Standardized excise duties are a longstanding goal of the EU in order to reduce market distortions, where large differences in tax rates between nearby countries lead to large amounts of shopping abroad. This leads to lost revenue for the high-tax government, as well as creating pressure to lower taxation rates, as has occurred in some of the Nordic countries.

The production of alcoholic drinks in the form of wine receives €1.5 billion worth of support each year through the Common Agricultural Policy (CAP), including the co-financing of sales promotion campaigns on “the health benefits of moderate wine consumption”. The economic and political importance of these subsidies makes it hard to progress from a public health perspective.

The international body most active on alcohol has been the World Health Organization (WHO), whose European office has undertaken several initiatives to reduce alcohol related harm in its 52 Member States. These include the Framework for Alcohol Policy in the European Region, the European Charter on Alcohol and two ministerial conferences, which confirmed the need for alcohol policy (and public health more broadly) to be developed without any interference from commercial or economic interests.
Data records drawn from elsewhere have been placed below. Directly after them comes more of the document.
PR #446, opened 2023-09-13
Fix convert datetimes in BaseReport

### LINKED ISSUE #431: RangeCoverage errors on datetime columns in DiagnosticReport

frances-h:
Resolve #431 

- Add missing line that was deleted from #436 
- Add tests to test object datetimes in reports

### DIFF
--- a/tests/unit/reports/test_base_report.py
+++ b/tests/unit/reports/test_base_report.py
@@ -179,8 +179,8 @@ class TestBaseReport:
         })
         metadata = {
             'columns': {
-                'column1': {'sdtypes': 'numerical'},
-                'column2': {'sdtypes': 'categorical'}
+                'column1': {'sdtype': 'numerical'},
+                'column2': {'sdtype': 'categorical'}
             }
         }
 
@@ -238,10 +238,10 @@ class TestBaseReport:
         })
         metadata = {
             'columns': {
-                'column1': {'sdtypes': 'numerical'},
-                'column2': {'sdtypes': 'categorical'},
-                'column3': {'sdtypes': 'numerical'},
-                'column4': {'sdtypes': 'numerical'},
+                'column1': {'sdtype': 'numerical'},
+                'column2': {'sdtype': 'categorical'},
+                'column3': {'sdtype': 'numerical'},
+                'column4': {'sdtype': 'numerical'},
             }
         }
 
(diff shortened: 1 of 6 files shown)


R-Palazzo (approved):
LGTM!

tests/unit/reports/test_base_report.py
```diff
@@ -179,8 +179,8 @@ def test_generate(self):
         })
         metadata = {
             'columns': {
-                'column1': {'sdtypes': 'numerical'},
-                'column2': {'sdtypes': 'categorical'}
+                'column1': {'sdtype': 'numerical'},
```
amontanez24, line 182: good catch!

amontanez24 (approved):
:shipit:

Although the EU itself cannot pass laws simply to protect human health (Member States have not conferred this power on the European institutions), some policies dealing with the internal market can incorporate substantial health concerns, such as the alcohol advertising clause within the Television Without Frontiers Directive.

Otherwise, the EU’s action on alcohol has come through ‘soft law’, in the form of nonbinding resolutions and recommendations urging Member States to act in a certain way.